Stored items |
******

PR #2863, opened 2022-08-08
feat: endpoint to check server configuration

### LINKED ISSUE #2818: backend: expose important config to frontend
some config needs to be exposed to the user. This includes org-specific settings like "what are the org's password requirements for users?", but also some server-specific settings like "Is email configured?"

Create an unauthenticated endpoint (perhaps `GET /api/configuration`) that exposes non-sensitive information the client will need. In this case, a setting such as `{isEmailConfigured: true}`

ssoroka:
## Summary

expose server configuration to the frontend so it can make intelligent UI choices. 

## Checklist

## Related Issues

Resolves #2818

### DIFF
--- a/internal/server/configuration.go
+++ b/internal/server/configuration.go
@@ -1,0 +1,14 @@
+package server
+
+import (
+	"github.com/gin-gonic/gin"
+
+	"github.com/infrahq/infra/api"
+	"github.com/infrahq/infra/internal/server/email"
+)
+
+func (a *API) GetServerConfiguration(c *gin.Context, _ *api.EmptyRequest) (*api.ServerConfiguration, error) {
+	return &api.ServerConfiguration{
+		IsEmailConfigured: email.IsConfigured(),
+	}, nil
+}
--- a/internal/server/testdata/openapi3.json
+++ b/internal/server/testdata/openapi3.json
@@ -912,6 +912,13 @@
           }
         }
       },
+      "ServerConfiguration": {
+        "properties": {
+          "isEmailConfigured": {
+            "type": "boolean"
+          }
+        }
+      },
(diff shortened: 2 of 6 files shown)


jmorganca:
Great stuff. This may become doubly useful for feature-flagging upcoming features.

internal/server/configuration.go
```diff
@@ -0,0 +1,14 @@
+package server
+
+import (
+	"github.com/gin-gonic/gin"
+
+	"github.com/infrahq/infra/api"
+	"github.com/infrahq/infra/internal/server/email"
+)
+
+func (a *API) GetServerConfiguration(c *gin.Context, _ *api.EmptyRequest) (*api.ServerConfiguration, error) {
```
BruceMacD, line 10: I feel like this should be part of the `/api/settings` endpoint, its a bit weird to have both `/api/settings` and `api/server-config`. They sound the same to me.

ssoroka: one is server-specific configuration, one is org-specific settings.

BruceMacD: `/settings` is only for password requirements at the moment, which will be org specific also

ssoroka: that's the org-specific one

internal/server/testdata/openapi3.json
```diff
@@ -4489,6 +4499,91 @@
         ]
       }
     },
+    "/api/server-config": {
```
pdevine, line 4502: Still need to update this route.

pdevine (approved):
Totally went back and forth on the API route, but I think `/api/server-configuration` probably is the best bet. Looks like the swagger still needs to be updated.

******

How to complete this task | What you write must be the entries restated word for word, from the opening line through the one holding "--- a/internal/server/configuration.go", with nothing else.

Solution for this problem |
PR #2863, opened 2022-08-08
feat: endpoint to check server configuration

### LINKED ISSUE #2818: backend: expose important config to frontend
some config needs to be exposed to the user. This includes org-specific settings like "what are the org's password requirements for users?", but also some server-specific settings like "Is email configured?"

Create an unauthenticated endpoint (perhaps `GET /api/configuration`) that exposes non-sensitive information the client will need. In this case, a setting such as `{isEmailConfigured: true}`

ssoroka:
## Summary

expose server configuration to the frontend so it can make intelligent UI choices. 

## Checklist

## Related Issues

Resolves #2818

### DIFF
--- a/internal/server/configuration.go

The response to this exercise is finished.